Task instructions - Across the records, find how many lines include the string "management" and answer with only the figure.

Collected data entries -
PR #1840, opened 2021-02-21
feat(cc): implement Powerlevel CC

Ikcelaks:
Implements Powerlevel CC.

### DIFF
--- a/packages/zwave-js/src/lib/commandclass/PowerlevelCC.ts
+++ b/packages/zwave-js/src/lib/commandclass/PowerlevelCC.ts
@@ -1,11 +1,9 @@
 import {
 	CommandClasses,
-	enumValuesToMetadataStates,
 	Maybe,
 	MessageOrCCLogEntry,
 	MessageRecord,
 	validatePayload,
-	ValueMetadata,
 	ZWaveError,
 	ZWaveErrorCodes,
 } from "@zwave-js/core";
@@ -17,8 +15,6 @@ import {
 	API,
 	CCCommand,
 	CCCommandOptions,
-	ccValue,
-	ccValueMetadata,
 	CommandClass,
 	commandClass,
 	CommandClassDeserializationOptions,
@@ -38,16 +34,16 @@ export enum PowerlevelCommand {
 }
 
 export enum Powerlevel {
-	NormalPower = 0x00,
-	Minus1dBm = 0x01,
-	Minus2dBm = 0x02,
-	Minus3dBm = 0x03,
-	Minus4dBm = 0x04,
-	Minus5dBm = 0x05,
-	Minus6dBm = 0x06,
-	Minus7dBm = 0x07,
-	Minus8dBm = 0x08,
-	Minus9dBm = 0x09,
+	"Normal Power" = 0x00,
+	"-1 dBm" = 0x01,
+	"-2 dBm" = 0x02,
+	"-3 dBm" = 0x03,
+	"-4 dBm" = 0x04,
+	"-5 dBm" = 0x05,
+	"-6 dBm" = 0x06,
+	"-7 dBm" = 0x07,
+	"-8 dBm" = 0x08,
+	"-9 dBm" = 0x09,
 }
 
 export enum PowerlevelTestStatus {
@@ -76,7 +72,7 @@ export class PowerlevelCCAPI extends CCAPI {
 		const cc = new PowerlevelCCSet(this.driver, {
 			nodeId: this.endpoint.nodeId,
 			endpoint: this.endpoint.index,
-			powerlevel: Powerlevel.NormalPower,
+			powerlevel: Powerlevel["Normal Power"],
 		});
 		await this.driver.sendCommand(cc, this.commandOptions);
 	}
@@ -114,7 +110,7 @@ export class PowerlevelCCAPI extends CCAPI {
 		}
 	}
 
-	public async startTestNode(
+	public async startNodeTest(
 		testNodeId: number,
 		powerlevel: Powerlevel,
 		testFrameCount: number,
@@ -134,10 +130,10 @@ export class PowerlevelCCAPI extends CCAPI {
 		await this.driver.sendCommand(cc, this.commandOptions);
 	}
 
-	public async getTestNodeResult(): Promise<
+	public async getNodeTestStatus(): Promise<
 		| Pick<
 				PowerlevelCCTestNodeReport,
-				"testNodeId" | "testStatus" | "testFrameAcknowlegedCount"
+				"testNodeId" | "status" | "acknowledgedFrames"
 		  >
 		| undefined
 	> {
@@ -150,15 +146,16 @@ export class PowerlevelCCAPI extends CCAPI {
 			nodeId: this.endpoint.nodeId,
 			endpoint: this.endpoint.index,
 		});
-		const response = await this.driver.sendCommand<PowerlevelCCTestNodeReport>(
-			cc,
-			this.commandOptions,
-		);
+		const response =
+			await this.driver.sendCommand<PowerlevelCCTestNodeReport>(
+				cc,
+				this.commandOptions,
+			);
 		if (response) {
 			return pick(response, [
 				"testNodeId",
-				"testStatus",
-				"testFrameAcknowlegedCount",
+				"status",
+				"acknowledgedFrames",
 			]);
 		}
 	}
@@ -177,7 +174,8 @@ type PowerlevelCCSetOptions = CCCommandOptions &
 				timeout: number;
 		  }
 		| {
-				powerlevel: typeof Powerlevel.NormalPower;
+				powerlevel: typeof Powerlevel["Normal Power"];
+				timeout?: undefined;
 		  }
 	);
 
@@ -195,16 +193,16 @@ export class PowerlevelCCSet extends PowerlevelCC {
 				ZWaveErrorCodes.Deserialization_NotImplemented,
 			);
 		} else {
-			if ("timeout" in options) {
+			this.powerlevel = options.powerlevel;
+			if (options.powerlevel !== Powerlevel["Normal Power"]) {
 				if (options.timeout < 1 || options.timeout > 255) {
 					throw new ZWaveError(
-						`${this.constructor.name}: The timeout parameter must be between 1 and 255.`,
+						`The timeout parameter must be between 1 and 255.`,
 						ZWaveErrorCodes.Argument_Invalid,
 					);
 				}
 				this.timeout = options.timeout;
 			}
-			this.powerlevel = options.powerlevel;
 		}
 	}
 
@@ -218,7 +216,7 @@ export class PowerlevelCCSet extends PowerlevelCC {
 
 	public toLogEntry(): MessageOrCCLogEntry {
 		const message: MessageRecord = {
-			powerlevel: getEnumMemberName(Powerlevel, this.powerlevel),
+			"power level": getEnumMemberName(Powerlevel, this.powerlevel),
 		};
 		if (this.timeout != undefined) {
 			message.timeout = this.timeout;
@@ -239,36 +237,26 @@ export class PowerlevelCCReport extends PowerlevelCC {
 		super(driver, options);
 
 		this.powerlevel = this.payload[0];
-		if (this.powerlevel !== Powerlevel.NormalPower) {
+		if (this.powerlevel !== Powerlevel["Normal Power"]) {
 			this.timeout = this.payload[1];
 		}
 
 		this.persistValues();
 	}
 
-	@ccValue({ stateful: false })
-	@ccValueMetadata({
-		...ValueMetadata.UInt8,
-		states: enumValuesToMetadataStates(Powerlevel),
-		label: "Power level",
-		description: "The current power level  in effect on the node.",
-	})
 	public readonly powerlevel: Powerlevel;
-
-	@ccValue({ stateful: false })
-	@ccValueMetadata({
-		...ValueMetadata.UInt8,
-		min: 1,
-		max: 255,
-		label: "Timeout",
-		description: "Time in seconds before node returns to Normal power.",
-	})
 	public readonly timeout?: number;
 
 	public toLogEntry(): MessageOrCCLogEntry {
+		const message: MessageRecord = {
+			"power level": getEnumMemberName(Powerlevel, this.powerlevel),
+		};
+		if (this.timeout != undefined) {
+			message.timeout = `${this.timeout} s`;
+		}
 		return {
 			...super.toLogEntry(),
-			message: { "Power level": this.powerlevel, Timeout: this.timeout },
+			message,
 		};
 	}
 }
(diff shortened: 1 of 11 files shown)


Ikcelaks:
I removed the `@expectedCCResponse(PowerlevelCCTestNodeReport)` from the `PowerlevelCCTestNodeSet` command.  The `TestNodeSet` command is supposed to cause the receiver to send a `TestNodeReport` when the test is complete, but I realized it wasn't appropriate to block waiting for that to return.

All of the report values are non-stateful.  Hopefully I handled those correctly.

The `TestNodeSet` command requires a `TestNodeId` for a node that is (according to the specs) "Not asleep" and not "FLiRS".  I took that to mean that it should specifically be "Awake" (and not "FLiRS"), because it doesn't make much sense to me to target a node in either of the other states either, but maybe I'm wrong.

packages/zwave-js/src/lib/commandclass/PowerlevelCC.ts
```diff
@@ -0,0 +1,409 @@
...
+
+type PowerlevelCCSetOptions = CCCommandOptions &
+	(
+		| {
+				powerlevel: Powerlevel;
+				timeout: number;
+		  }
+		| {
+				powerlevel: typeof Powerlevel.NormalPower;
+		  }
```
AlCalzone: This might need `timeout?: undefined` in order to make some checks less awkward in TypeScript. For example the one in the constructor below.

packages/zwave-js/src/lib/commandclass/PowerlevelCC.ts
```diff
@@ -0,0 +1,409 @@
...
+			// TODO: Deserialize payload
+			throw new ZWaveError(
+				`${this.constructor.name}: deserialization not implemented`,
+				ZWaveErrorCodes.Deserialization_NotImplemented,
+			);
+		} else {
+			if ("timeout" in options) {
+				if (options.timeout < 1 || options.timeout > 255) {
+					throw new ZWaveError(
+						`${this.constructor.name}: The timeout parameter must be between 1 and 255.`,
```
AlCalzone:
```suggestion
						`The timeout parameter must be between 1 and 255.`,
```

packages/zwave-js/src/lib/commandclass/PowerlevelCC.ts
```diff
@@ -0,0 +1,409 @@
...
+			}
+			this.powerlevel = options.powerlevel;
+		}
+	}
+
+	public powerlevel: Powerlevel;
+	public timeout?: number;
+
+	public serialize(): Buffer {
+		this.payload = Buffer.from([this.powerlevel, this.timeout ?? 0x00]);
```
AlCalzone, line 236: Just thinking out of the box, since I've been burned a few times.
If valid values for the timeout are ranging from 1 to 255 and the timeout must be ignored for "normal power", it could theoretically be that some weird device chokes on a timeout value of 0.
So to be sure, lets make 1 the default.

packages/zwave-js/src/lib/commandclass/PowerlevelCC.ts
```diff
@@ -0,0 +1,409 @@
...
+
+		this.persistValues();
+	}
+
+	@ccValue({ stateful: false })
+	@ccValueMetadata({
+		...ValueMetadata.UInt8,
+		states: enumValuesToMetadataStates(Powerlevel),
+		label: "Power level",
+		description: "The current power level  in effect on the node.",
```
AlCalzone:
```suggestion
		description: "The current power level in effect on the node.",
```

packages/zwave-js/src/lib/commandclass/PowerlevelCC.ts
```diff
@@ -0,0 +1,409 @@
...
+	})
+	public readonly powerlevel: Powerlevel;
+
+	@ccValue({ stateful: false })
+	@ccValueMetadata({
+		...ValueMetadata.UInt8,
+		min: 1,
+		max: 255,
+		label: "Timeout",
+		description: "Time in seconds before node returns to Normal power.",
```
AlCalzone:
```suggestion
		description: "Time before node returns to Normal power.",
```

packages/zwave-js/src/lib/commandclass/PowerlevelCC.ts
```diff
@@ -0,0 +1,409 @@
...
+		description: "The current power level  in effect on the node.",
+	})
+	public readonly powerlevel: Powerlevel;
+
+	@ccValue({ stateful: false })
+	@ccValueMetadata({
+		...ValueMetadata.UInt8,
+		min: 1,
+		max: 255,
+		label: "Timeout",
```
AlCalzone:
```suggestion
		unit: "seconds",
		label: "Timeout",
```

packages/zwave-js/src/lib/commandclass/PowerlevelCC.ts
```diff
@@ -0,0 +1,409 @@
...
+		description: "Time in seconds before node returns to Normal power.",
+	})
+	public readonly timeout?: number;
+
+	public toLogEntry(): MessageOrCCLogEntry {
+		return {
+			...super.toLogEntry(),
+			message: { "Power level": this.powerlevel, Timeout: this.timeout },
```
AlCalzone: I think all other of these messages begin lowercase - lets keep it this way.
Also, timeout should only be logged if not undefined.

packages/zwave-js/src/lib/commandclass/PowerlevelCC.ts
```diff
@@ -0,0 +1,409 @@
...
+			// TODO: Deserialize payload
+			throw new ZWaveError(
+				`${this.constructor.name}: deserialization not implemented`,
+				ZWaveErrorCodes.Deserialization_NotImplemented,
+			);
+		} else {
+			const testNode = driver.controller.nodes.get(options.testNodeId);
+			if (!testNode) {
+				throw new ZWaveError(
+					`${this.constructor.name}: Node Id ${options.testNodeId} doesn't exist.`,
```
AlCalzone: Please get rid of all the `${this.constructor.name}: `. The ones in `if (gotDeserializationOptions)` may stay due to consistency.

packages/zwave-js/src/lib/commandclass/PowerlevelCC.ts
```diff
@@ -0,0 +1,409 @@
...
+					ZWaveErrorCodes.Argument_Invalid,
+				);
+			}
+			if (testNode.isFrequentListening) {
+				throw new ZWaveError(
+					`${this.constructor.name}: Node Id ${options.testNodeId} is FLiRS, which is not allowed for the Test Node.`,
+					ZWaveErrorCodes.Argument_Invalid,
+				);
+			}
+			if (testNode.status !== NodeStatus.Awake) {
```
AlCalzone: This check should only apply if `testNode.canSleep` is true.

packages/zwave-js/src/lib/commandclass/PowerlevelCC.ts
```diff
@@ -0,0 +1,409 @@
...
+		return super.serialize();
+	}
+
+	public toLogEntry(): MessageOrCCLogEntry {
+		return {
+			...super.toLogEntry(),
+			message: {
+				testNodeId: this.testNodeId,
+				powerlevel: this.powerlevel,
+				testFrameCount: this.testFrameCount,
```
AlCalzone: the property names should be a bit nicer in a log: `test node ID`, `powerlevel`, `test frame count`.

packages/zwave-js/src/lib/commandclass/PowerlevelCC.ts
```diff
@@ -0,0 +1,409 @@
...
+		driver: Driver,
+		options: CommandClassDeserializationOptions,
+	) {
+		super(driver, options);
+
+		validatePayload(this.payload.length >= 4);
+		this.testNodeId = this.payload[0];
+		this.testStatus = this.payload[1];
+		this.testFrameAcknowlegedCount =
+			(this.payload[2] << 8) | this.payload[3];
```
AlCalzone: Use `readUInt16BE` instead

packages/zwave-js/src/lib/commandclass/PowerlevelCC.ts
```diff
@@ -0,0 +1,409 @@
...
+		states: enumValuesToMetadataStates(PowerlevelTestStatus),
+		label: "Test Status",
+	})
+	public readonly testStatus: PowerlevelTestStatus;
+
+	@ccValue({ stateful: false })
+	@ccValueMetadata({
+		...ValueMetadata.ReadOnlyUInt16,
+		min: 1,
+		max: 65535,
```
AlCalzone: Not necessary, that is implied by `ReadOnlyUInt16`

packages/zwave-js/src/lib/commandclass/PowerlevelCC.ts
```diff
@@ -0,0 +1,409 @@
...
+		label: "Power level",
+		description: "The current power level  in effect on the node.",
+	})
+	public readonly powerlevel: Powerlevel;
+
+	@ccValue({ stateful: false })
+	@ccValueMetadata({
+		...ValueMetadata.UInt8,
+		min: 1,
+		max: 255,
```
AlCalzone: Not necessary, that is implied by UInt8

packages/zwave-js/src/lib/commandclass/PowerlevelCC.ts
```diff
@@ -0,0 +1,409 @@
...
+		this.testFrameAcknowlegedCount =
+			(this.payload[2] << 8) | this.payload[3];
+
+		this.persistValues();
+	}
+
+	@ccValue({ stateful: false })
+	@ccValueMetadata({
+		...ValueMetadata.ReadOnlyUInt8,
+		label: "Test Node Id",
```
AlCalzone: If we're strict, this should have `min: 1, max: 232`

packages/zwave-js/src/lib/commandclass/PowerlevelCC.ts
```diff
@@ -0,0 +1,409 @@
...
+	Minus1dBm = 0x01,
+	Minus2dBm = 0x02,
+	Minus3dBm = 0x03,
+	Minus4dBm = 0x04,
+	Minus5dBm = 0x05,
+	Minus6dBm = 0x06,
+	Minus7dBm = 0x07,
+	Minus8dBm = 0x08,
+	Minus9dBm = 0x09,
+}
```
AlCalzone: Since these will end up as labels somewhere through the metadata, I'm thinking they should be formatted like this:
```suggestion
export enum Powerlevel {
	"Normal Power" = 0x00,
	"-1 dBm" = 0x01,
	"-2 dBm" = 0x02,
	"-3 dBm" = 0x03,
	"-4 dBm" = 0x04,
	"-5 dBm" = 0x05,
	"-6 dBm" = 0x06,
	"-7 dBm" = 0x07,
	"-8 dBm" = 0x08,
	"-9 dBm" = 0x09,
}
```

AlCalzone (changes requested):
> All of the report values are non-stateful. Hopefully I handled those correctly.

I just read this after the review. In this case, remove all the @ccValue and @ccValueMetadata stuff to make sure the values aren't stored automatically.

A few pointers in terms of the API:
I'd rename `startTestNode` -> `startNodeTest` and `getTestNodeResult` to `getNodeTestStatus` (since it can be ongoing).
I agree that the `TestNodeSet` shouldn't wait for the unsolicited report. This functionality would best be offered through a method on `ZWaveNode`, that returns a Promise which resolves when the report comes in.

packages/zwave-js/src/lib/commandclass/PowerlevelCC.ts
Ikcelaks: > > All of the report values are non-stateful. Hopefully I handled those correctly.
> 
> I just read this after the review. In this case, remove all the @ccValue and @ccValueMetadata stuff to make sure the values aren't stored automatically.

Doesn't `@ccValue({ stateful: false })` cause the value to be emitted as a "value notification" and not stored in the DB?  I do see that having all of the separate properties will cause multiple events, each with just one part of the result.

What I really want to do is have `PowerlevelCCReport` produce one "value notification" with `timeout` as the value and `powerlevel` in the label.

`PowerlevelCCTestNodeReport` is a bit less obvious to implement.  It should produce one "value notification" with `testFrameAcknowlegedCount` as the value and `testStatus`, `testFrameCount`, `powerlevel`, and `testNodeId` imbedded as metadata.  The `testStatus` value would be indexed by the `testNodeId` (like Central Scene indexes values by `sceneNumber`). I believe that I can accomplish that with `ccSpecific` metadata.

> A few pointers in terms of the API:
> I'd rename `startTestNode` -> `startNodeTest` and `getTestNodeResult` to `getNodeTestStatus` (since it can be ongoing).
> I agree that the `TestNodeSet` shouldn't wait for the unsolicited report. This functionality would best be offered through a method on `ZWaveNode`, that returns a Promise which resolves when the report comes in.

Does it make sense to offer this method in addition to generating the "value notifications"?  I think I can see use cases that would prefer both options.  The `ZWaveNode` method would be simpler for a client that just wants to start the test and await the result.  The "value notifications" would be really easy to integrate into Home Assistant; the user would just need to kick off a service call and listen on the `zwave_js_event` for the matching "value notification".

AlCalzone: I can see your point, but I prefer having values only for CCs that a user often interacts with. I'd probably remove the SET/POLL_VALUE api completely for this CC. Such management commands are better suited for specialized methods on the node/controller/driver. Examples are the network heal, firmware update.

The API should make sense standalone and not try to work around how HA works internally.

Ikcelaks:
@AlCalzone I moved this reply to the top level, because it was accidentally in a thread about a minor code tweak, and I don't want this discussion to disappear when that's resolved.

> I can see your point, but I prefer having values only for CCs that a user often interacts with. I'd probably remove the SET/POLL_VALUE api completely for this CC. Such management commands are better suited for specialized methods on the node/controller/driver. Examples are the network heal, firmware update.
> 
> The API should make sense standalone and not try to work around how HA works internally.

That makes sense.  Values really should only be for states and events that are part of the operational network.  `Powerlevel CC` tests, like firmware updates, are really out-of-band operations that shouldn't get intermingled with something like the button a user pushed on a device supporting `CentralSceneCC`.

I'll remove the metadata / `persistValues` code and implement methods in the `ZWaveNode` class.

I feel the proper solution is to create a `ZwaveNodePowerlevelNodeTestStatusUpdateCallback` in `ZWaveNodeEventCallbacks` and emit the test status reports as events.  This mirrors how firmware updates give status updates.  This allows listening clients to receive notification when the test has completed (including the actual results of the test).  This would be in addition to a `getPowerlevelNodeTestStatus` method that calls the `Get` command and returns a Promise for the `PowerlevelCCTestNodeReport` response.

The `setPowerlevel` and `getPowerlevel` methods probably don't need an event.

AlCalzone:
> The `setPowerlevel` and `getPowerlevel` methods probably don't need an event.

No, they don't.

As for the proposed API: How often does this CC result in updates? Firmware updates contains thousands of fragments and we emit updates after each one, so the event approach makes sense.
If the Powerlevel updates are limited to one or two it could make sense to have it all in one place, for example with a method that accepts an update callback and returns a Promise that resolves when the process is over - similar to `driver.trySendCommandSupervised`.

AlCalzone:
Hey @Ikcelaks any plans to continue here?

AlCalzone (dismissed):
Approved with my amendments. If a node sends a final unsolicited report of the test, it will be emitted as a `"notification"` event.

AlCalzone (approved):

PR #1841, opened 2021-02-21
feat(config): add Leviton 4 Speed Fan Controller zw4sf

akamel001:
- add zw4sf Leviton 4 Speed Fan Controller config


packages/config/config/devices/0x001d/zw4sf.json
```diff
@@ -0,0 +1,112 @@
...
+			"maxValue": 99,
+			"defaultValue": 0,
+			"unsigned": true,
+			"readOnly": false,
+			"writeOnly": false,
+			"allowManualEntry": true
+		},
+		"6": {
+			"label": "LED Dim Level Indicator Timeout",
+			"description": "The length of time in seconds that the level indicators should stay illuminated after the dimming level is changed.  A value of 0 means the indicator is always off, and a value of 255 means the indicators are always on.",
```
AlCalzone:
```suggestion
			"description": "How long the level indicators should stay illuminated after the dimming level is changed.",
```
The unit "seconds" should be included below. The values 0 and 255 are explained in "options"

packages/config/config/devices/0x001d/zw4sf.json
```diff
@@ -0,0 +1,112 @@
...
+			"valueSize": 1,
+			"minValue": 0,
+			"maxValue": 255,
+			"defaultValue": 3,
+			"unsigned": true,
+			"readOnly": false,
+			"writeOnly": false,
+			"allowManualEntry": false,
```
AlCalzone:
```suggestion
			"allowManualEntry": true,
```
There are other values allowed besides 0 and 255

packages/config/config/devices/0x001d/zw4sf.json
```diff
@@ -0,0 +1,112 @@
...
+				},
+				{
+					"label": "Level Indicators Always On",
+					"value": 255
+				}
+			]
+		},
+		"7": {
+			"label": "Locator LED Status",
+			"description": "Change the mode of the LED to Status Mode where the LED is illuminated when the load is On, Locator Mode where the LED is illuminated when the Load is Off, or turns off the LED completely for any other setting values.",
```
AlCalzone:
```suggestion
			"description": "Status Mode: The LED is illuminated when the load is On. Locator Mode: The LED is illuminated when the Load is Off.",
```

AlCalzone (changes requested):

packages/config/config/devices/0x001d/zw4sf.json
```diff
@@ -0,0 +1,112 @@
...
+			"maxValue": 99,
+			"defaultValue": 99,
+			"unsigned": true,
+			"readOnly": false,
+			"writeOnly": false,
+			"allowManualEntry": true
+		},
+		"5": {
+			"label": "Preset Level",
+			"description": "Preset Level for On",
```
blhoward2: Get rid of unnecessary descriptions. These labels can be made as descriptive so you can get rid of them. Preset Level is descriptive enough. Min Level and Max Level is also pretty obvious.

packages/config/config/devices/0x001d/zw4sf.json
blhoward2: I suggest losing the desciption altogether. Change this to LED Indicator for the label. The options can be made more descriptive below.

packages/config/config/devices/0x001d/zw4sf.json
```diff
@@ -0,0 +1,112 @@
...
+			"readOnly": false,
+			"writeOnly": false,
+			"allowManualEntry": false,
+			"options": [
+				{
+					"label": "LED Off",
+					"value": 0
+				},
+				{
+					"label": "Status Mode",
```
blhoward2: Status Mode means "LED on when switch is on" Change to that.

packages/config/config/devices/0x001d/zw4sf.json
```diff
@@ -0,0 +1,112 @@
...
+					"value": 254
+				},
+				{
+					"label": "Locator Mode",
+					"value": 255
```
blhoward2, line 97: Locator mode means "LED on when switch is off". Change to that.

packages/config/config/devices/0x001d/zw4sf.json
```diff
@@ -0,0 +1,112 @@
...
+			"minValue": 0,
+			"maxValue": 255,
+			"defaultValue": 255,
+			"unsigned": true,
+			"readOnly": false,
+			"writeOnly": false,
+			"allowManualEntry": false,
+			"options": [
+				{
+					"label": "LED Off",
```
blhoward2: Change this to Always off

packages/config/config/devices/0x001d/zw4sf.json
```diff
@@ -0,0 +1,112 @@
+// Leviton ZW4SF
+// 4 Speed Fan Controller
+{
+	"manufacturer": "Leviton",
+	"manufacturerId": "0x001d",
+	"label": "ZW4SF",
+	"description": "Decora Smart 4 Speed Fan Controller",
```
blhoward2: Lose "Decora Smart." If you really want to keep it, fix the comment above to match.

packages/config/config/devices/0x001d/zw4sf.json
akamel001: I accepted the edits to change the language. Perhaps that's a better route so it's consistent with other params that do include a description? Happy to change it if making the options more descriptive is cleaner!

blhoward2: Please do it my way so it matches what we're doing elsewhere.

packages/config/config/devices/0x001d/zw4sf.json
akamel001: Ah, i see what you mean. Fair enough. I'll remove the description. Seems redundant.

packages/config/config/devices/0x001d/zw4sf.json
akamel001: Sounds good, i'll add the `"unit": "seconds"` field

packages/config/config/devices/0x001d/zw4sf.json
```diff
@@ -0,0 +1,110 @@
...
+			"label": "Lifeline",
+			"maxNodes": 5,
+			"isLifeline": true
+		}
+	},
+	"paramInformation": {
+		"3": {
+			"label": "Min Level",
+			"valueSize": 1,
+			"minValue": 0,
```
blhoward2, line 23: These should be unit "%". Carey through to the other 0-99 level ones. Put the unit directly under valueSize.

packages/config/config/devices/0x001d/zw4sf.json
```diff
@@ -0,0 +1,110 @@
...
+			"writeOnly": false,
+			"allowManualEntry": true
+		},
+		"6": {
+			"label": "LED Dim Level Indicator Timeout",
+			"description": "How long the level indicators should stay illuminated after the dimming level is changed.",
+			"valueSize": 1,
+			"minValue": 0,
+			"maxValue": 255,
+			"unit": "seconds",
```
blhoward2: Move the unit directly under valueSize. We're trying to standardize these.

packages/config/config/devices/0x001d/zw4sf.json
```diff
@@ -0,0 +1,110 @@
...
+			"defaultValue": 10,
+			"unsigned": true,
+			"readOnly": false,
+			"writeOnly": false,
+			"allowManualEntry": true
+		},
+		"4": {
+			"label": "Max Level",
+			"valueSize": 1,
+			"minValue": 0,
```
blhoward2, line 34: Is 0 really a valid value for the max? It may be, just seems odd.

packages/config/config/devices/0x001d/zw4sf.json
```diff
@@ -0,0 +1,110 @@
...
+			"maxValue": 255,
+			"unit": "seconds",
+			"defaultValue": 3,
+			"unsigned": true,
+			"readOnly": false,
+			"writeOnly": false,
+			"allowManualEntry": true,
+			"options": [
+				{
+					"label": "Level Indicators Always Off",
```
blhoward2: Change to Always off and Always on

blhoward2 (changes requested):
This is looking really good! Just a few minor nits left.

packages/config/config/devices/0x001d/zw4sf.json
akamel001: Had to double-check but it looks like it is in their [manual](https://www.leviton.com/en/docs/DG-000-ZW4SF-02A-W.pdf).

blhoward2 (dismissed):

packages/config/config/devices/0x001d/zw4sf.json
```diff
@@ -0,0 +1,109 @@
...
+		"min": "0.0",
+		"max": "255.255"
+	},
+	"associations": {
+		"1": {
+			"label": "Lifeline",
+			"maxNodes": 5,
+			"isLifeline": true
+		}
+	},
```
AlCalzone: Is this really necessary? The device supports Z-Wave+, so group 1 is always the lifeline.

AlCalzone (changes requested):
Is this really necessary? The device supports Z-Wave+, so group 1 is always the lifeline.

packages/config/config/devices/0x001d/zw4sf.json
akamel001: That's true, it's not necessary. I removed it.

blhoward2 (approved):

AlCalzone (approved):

Written answer - 2